Tissue-specific metabolism (dividing labour - screenshot part I)

Question 2

Glucose in the liver?

Answer 2

Related to transport of G6P
Entry of glucose through GLUT2 (as no conc gradient)
Phosphorylated by glucokinase
G6P formed

Question 3

G6P in the liver?

Answer 3

Dephos -- glucose to other tissues
Liver glycogen
Glycolysis for acCoA/ATP
Glycolysis for acCoA/FAs/TAGs for export
Pentose phosphate pathway for NADPH and ribose-5-phosphate for nucleotides

Question 4

AAs in liver?

Answer 4

Proteins for liver /other tissues
Precursors of hormones/nucleotides
Transamination to CAC intermediates or pyruvate for gluconeogenesis
Converted to acCoA for energy in liver or lipid conversion

Question 5

AAs from muscle degradation?

Answer 5

Starvation states

Enter glucose alanine cycle – alanine to liver for urea synthesis

Question 6

FAs in liver?

Answer 6

Liver lipid synthesis
Oxidised to acCoA and NADH for CAC and oxphos = ATP for liver cells
Excess acCoA = ketone bodies or cholesterol

Converted to phospholipids/TAGs/exported

Question 7

Cori cycle; activity effect on muscle

Answer 7

Between liver and muscle to support exercise/movement

Moderate activity = ATP from aerobic FA and glucose oxidation
Intense = anaerobic = muscle glycogen broken down, building up pyruvate (+NADPH = lactate)

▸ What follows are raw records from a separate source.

PR #200, opened 2015-08-11
fcoe: replace fipvlan with fcoemon (#1085325)

rvykydal:
Same as dracut (#1129888), we are moving to use fcoemon which provides more
robust approach than fipvlan.

Resolves: rhbz#1085325

### DIFF
--- a/blivet/fcoe.py
+++ b/blivet/fcoe.py
@@ -23,6 +23,7 @@ from . import util
 #from pyanaconda import isys
 import logging
 import time
+import shutil
 from .i18n import _
 log = logging.getLogger("blivet")
 
@@ -96,7 +97,7 @@ class fcoe(object):
         if self.lldpadStarted:
             return
 
-        util.run_program(["lldpad", "-d"])
+        util.run_program(["systemctl", "start", "lldpad.service"])
         self.lldpadStarted = True
 
     def addSan(self, nic, dcb=False, auto_vlan=True):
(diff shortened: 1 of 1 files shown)


blivet/fcoe.py
```diff
@@ -110,27 +111,69 @@ def addSan(self, nic, dcb=False, auto_vlan=True):
...
             self._startLldpad()
-            util.run_program(["dcbtool", "sc", nic, "dcb", "on"])
-            util.run_program(["dcbtool", "sc", nic, "app:fcoe",
-                                                "e:1", "a:1", "w:1"])
-            rc, out = util.run_program_and_capture_output(["fipvlan", "-c", "-s", "-f",
-                                               "-fcoe", nic])
+            while timeout > 0:
+                rc, out = util.run_program_and_capture_output(
+                    ["lldptool", "-p"])
+                if not rc:
```
vpodzime: I prefer using ``if rc != 0`` in these checks as I always has to think about it otherwise. Unless you're strongly against that, please replace these conditions with ``if rc != 0``.

blivet/fcoe.py
```diff
@@ -110,27 +111,69 @@ def addSan(self, nic, dcb=False, auto_vlan=True):
...
+                timeout -= 1
+                time.sleep(1)
+
+            while timeout > 0:
+                rc, out = util.run_program_and_capture_output(
+                    ["dcbtool", "sc", nic, "app:fcoe", "e:1", "a:1", "w:1"])
+                if not rc:
+                    break
+                time.sleep(1)
+                log.info("Retrying to set up dcb for fcoe")
```
vpodzime: Looks like this "wait until utility exits successfully or time out" could be a useful function probably in ``iutil.py`` as it may be useful for other modules too.

blivet/fcoe.py
```diff
@@ -110,27 +111,69 @@ def addSan(self, nic, dcb=False, auto_vlan=True):
...
-                # certain network configrations require the VLAN layer module:
+            dpath = os.readlink("/sys/class/net/%s/device/driver" % nic)
+            driver = os.path.basename(dpath)
+            if driver == "bnx2x":
+                util.run_program(["ip", "link", "set", nic, "up"])
                 util.run_program(["modprobe", "8021q"])
-                rc, out = util.run_program_and_capture_output(["fipvlan", '-c', '-s', '-f',
-                                                   "-fcoe",  nic])
+                udev.settle()
+                time.sleep(3)
```
vpodzime: Is this sleep really needed? And if so, are 3 seconds always going to be enough? I think we at least need some comment here.

vpodzime:
Looks good to me otherwise.

blivet/fcoe.py
rvykydal: Alright, I tracked it back to
https://bugzilla.redhat.com/show_bug.cgi?id=813057#c4
so what about adding
# Sleep for 3 s to allow dcb negotiation (#813057)

blivet/fcoe.py
rvykydal: Note that the timeout is common for a sequence of utilities run. Do you still think such a function could be useful? (It would have crazy amount of arguments.)

blivet/fcoe.py
vpodzime: Works for me.

blivet/fcoe.py
vpodzime: It wouldn't if you could give it something like a ``remaining`` argument that would tell it how much time is still available. But it would have to return the updated value together with other things which would probably make it too complex. So I'm okay with leaving this as it is.

blivet/fcoe.py
```diff
@@ -110,27 +111,69 @@ def addSan(self, nic, dcb=False, auto_vlan=True):
...
-            util.run_program(["dcbtool", "sc", nic, "app:fcoe",
-                                                "e:1", "a:1", "w:1"])
-            rc, out = util.run_program_and_capture_output(["fipvlan", "-c", "-s", "-f",
-                                               "-fcoe", nic])
+            while timeout > 0:
+                rc, out = util.run_program_and_capture_output(
+                    ["lldptool", "-p"])
+                if not rc:
+                    break
+                log.info("Waiting for lldpad to be ready")
```
bcl: these are going to clutter up the logs, maybe only log if the timeout is exceeded. while / else could be used for that.

blivet/fcoe.py
```diff
@@ -110,27 +111,69 @@ def addSan(self, nic, dcb=False, auto_vlan=True):
...
+                timeout -= 1
+                time.sleep(1)
+
+            while timeout > 0:
```
bcl: timeout isn't reset between these blocks.

blivet/fcoe.py
```diff
@@ -145,28 +188,46 @@ def write(self, root):
...
-            os.close(fd)
+        # Done before packages are installed so don't call
+        # write_nic_fcoe_cfg in target root but just copy the cfgs
+        shutil.copytree("/etc/fcoe", root + "/etc/fcoe")
 
-        return
+    def write_nic_fcoe_cfg(self, nic, dcb=True, auto_vlan=True, enable=True, mode=None, root=""):
+        cfg_dir = root + "/etc/fcoe"
+        example_cfg = os.path.join(cfg_dir, "cfg-ethx")
+        if os.access(example_cfg, os.R_OK):
```
bcl: Looks like blivet needs simpleconfig from anaconda.

blivet/fcoe.py
```diff
@@ -145,28 +188,46 @@ def write(self, root):
...
+            lines = open(example_cfg, "r").readlines()
+        else:
+            anaconda_cfg = """FCOE_ENABLE="yes"\n
+DCB_REQUIRED="yes"\n
+AUTO_VLAN="yes"\n
+MODE="fabric"\n
+"""
```
jkonecny12: Could you please give here better indentation. Maybe concatenation of strings will be better here for readability.

blivet/fcoe.py
rvykydal: it is intentional, we want to wait 60 secs maximum for all the tools run (as Chris Leech pointed out when reviewing my former version which had 60s timeout for each tool)

blivet/fcoe.py
rvykydal: Yes, I was missing it too.

blivet/fcoe.py
rvykydal: Yes, I am going to what you suggest, please ignore the patch added to this branch, your way is nicer.

rvykydal: Ah, sorry, actually the patch added is the way I'd go, because eg if the timeout appears in 2nd wile loop, the else branches of the loop *and* all subsequent while loops blocks will get executed.

rvykydal:
I will, thanks.

rvykydal:
Pushed so we can get as early testing as possible.

I addressed these review remarks locally:
- "if not rc" by vpodzime
- comment for time.sleep(3) by vpodzime
- cluttering log messages by bcl
- log message % by clumens
- missing timeout decrement by rvykydal
and tested the patch in beaker.

PR #579, opened 2017-05-01
Update md boot metadata version selection.

dwlehman:
This is a backport from master and has been verified to resolve the referenced bug. I don't see any risk, given that the behavior has not caused problems in recent fedora and the reporter verified the fix.


dwlehman:
Jenkins, test this please.

PR #580, opened 2017-05-03
Add RAID chunk size to the generated kickstart file

vojtechtrefny:
Resolves: rhbz#1447343


vojtechtrefny:
> Is it possible to only write the chunk size if/when the user specified a value for it?

The problem is with the "default" value for the chunk size -- if the chunk size is 512 KiB (`mdraid.MD_CHUNK_SIZE`) we don't know if this is because user wants that or if it is our default value.

I can add some flag/variable to check if user actually set the chunk size manually.

PR #581, opened 2017-05-03
Add RAID chunk size to the generated kickstart file

vojtechtrefny:
#580 for 2.1-devel

This also includes the original chunks size support commit, because it isn't (for some unknown reason) part of this branch -- it is on "newer" branches (2.2-devel, 3.0-devel and master) and also on the 2.1-release branch (that's why no one noticed) but not here.


vojtechtrefny:
Added new commit to fix pylint warnings -- this is a bug in pylint/astroid (see https://github.com/PyCQA/pylint/issues/1282) and we don't have the newest version on Fedora.

PR #585, opened 2017-05-12
Updated calls to avoid log spamming

japokorn:
Fix of excessive deprecation warnings in the logs.

Due to nature of deprecation warnings origin (e.g. __getitem__ or
__iter__ methods) it was almost impossible to find and fix all of its
sources. Instead the Device class was substituted with its 'properties'
attribute which directly fixes the problem.
Couple of other minor changes was neccessary, though.

### DIFF
--- a/blivet/udev.py
+++ b/blivet/udev.py
@@ -24,36 +24,56 @@
 import os
 import re
 import subprocess
+import logging
+import pyudev
 
 from . import util
 from .size import Size
 from .flags import flags
 
-import pyudev
 global_udev = pyudev.Context()
-
-import logging
 log = logging.getLogger("blivet")
 
 INSTALLER_BLACKLIST = (r'^mtd', r'^mmcblk.+boot', r'^mmcblk.+rpmb', r'^zram', r'ndblk', r'pmem')
 """ device name regexes to ignore when flags.installer_mode is True """
 
 
+def device_to_dict(device):
+    # Transform Device to dictionary
+    # Originally it was possible to use directly Device where needed,
+    # but it lead to unfixable excessive deprecation warnings from udev.
+    # Sice blivet uses Device.properties only (with couple of exceptions)
+    # this is a functional workaround. (japokorn May 2017)
+
+    result = dict(device.properties)
+    result["SYS_NAME"] = device.sys_name
+    result["SYS_PATH"] = device.sys_path
+    return result
+
+
 def get_device(sysfs_path):
     try:
-        dev = pyudev.Devices.from_sys_path(global_udev, sysfs_path)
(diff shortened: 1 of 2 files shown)


japokorn:
jenkins, test this please

blivet/udev.py
```diff
@@ -41,19 +41,31 @@
...
-        dev = pyudev.Devices.from_sys_path(global_udev, sysfs_path)
+        device = pyudev.Devices.from_sys_path(global_udev, sysfs_path)
     except pyudev.DeviceNotFoundError as e:
         log.error(e)
-        dev = None
+        result = None
+    else:
+        result = dict(device.properties)
+        result["SYS_NAME"] = device.sys_name
+        result["SYS_PATH"] = device.sys_path
```
dwlehman: I would suggest that you make a little function containing the three lines above, so you can reuse the code here and in `get_devices` below.

blivet/udev.py
```diff
@@ -101,7 +113,7 @@ def resolve_devspec(devspec, sysname=False):
             if device_get_uuid(dev) == devspec[5:]:
                 ret = dev
                 break
-        elif device_get_name(dev) == devname or dev.sys_name == devname:
+        elif device_get_name(dev) == devname or dev["SYS_NAME"] == devname:
```
dwlehman: I wonder if a new function called `device_get_sys_name` would be an improvement.

tests/populator_test.py
```diff
@@ -120,7 +120,7 @@ def test_get_helper(self, *args):
         """Test get_device_helper for dm devices."""
         device_is_dm = args[0]
         device_is_dm_lvm = args[6]
-        data = Mock()
+        data = {'SYS_PATH': 'dummy'}
```
dwlehman: Have you run the unit tests locally to verify this? I would be surprised if this change is sufficient.

M4rtinK:
@japokorn Works fine - the Anaconda log is now **much** more readable, thanks a lot! :)

Log with the patch applied: https://paste.fedoraproject.org/paste/ZWS-kjzm29z7MjZr1cDKLV5M1UNdIGYhyRLivL9gydE=

tests/populator_test.py
japokorn: I have. Local tests are passing. The return value of the affected function is mocked in all cases. This is just to prevent KeyError since that function is actually being executed before the mock happens.

blivet/udev.py
japokorn: Done.

dwlehman:
There are still a couple of issues pointed out by `pylint` and `pep8` that you can see in the CI console log.

japokorn:
Fixed pylint and pep8 related issues.

PR #586, opened 2017-05-12
Always mount & unmount an XFS file system when writing new UUID

vpodzime:
This is needed when the file system is not clean (e.g. if it was
created as a snapshot of some other mounted file system) which is
quite a common case. And since 'xfs_admin' exits with code 0 even
when it fails to set the UUID [1], we cannot do a second/fallback
try. The first one has to have the best chance to succeed, hence
this patch.

[1] https://bugzilla.redhat.com/show_bug.cgi?id=1450423

### DIFF
--- a/blivet/formats/fs.py
+++ b/blivet/formats/fs.py
@@ -1076,19 +1076,15 @@ class XFS(FS):
            Raises an FSError if the UUID can not be set.
         """
 
+        # try to mount and umount the FS first to make sure it is clean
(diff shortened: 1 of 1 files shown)


vojtechtrefny:
Jenkins, test this please.

vojtechtrefny:
Jenkins, test this please.

vojtechtrefny:
Jenkins, test this please.

vojtechtrefny:
Jenkins, test this please.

To recover from intense activity, lactic acid is exported to the liver — pyruvate – gluconeogenesis — glucose — muscle export to replenish glycogen
This requires oxygen - O2 debt

Question 8

Glucose-alanine cycle

Answer 8

Acts with the Cori cycle
Reduces lactate, converting pyruvate to alanine in muscle — liver

AAs transferred onto alanine (a-keto – glutamate reaction) forms pyruvate for gluconeogenesis

Question 9

Overall, what does insulin do?

Answer 9

Indicates high glucose
Synthesis of fat, glycogen and protein, inhibits breakdown of such
Glucose uptake into cells

Question 10

Overall, what does glucagon do?

Answer 10

Low glucose

Breakdown of fat, glycogen and protein, inhibits synthesis of such

Question 11

Overall, what does adrenaline do?

Answer 11

Signals urgent need for energy (immediate impact)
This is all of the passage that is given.